[Opening Dataset extract section]

PR #56, opened 2020-01-06
Add index.php files to directories

msilvagarcia:
According to the PrestaShop Code Validator, having an index.php file in each directory helps with the e-commerce security.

[Closing Dataset extract section]

» Exercise prompt: Reply with the complete data above, every character as it stands.

» Reply:
PR #56, opened 2020-01-06
Add index.php files to directories

msilvagarcia:
According to the PrestaShop Code Validator, having an index.php file in each directory helps with the e-commerce security.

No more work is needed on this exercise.